A/N: This is inspired by a tweet from Ryan Murphy during one of his infamous Q&As, so it does contain a potential spoiler (and my hopes for canon Blaine with respect to this event). Enjoy! xoxo
Prompt #16: If only I'd known then what I know now. (Write in first person..)
Character(s): Blaine Anderson
Words: 521
Date: November 14, 2012
Running In Circles
At moments like this, I'm grateful that tying a bow tie is something I can do on autopilot because I didn't even realize I had moved to in front of the mirror until I caught sight of my scared eyes and sallow complexion.
It's so silly really. As Senior Class President, I could have vetoed this entire event.

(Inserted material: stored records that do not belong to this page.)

Issue #1195, opened 2021-10-05
Make "Go to references" in regular JS/TS recognize uses in Svelte files


cpiber:
**Is your feature request related to a problem? Please describe.**
To share functions, I put them in a .ts file. Using "Go to references" does not find uses of the functions in Svelte files.

**Describe the solution you'd like**
Supply references in Svelte files.

**Describe alternatives you've considered**
\-

**Additional context**
\-

jasonlyu123:
Have you tried the `svelte.enable-ts-plugin` config? this would enable a typescript plugin for "go to references" to find usage in the svelte files

cpiber:
But that's not how finding references works. And I'm not using filesystem-based routing.

In my project, I have one `index.js`, which loads the entry point, which loads other components. Some of the components load `.ts` files and I can go to definition from there, but not back to the references.

dummdidumm:
Could you provide a minimum reproduction repository? Or at least a few code snippets which form a minimum reproducible?

dummdidumm:
The problem is indeed as @jasonlyu123 thought: Svelte files which are not imported in any TS file of the project don't exist for the TS server. We need to enhance the logic so that these files are somehow made known to TS. Maybe finding a way to add extra file extensions to the ts config loading behavior similar to [here](https://github.com/sveltejs/language-tools/blob/master/packages/language-server/src/plugins/typescript/service.ts#L305) can help.

odeniso:
hello hello. has there been any progress on this? :pray:

PR #1407, opened 2022-03-08
(feat) Support svelte project files in typescript plugin

jasonlyu123:
#1195. Tried various solutions and end up similarly as we update the project js/ts files in the svelte language server. 

The `extraFileExtensions` parameter in `parseJsonConfigFileContent` do work but it's less performant. I did find a way to configure the tsserver to accept extra file extensions while parsing config and updating project files. But that method will restart the project and load the plugin again. Meaning an infinite loop until it throws an error. 

Implementation wise, First, we read the directory matching the include, exclude add those files to the typescript server project. And set up a directory watcher base with the watching option in the parsed command line. When there's svelte files update, update the files again. 

The reason why we need to manually add it to the typescript server project is that for reason typescript only add the initial external files to the root. A newly created file won't. Meaning it will never be updated.

### DIFF
--- a/packages/typescript-plugin/src/index.ts
+++ b/packages/typescript-plugin/src/index.ts
@@ -36,7 +36,7 @@ function init(modules: { typescript: typeof ts }): ts.server.PluginModule {
             logger.log(info.config);
         }
 
-        // This called the ConfiguredProject.getParsedCommandLine
+        // This call the ConfiguredProject.getParsedCommandLine
         // where it'll try to load the cached version of the parsedCommandLine
         const parsedCommandLine = info.languageServiceHost.getParsedCommandLine?.(
             getConfigPathForProject(info.project)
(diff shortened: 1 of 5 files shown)


packages/typescript-plugin/src/index.ts
```diff
@@ -57,18 +79,24 @@ function init(modules: { typescript: typeof ts }) {
...
+            decorateLanguageService(info.languageService, snapshotManager, logger, configManager),
+            projectSvelteFilesManager ?? {
+                dispose() {}
+            }
         );
     }
 
-    function getExternalFiles(project: ts.server.ConfiguredProject) {
-        if (!isSvelteProject(project.getCompilerOptions())) {
+    function getExternalFiles(project: ts.server.Project) {
```
jasonlyu123, line 98: This is just a small typing correction. It's not always a ConfiguredProject.

dummdidumm:
Awesome! I tried this out and it works great. I refactored some things:
- made files and watcher a set that always is defined (gets rid of some undefined checks, instead clear the set)
- made sure files are also removed on dispose, and not loaded when plugin is not enabled
- the watcher change can also fire when a file no longer exists, so the file should be removed from the set, added logic for that

I also tried out getting rid of the "read directory files acording to includes/excludes" completely when a watcher fires, but the problem is that the file name is all-lowercase and therefore wrong, it seems the "read directory" method has the correct casings. If there's a way to get the correct casing from the incorrect one that might be a perf improvement, but I didn't find a method to do so.

Anyway, thanks a lot for implementing this :tada:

Why did I let myself end up here again?
Two weeks earlier
"Hey Blaine, I wanted to ask you something." Tina said softly as she came up beside me at my locker at the end of the school day.
"Of course Tina, what's up?" I think I know what's coming but I don't want to be presumptuous.
"So, I know this is awkward, but will you go to the Sadie Hawkins dance with me? Just as friends, of course." Tina says. "I mean, I think we're kinda in the same position, the boys we each want to take aren't exactly an option right now."
"Yeah, we definitely are." I smiled at her sadly. "I'd be honoured to go with you."
And I'd meant it, except now I can't help but focus on how I've come full circle only worse. This time I'm going to the dance with a friend but that friend is a girl. Somehow I've managed to end up further behind than when I started. And to me, that first Sadie Hawkins dance was a beginning. It was the moment I decided I wouldn't hide who I was any more. But it feels like all I've done since that horrific night is run. Sometimes I can fool myself into thinking I'd been running toward something, toward someone. But really, I was still just running. And it seems without even realizing it, I've run myself in a circle.
I know that's not completely true, so much more than I could have hoped for happened somewhere in between. But all I have left to show for my efforts are the scars on my heart, that no one else can see.
I can hear footsteps on the stairs, I know I'm taking longer to get ready than I should. Sam has been waiting patiently downstairs for me.
"I'm almost ready, Sam." I say because maybe that will make it true.
"It's...not Sam."
His voice hits my ears and splits my already barely holding it together heart apart, and that pushes me over the edge. I'm falling but I don't crash. Instead, there are warm, strong arms around me, guiding me safely to the bottom.
"Why didn't you tell me about the dance?" Kurt asks me.
"I couldn't." I answer honestly.
Kurt tightens his grip on me as I fall in a completely different way now. My sobs wrack my body as I bury myself further and further into him.
As we sit on the floor in a crumpled heap, both of our faces stained with tears, I can't help but wonder if I would have changed any of it, if I'd known. The answer is no, of course. I'd do it all again to end up exactly where I belong.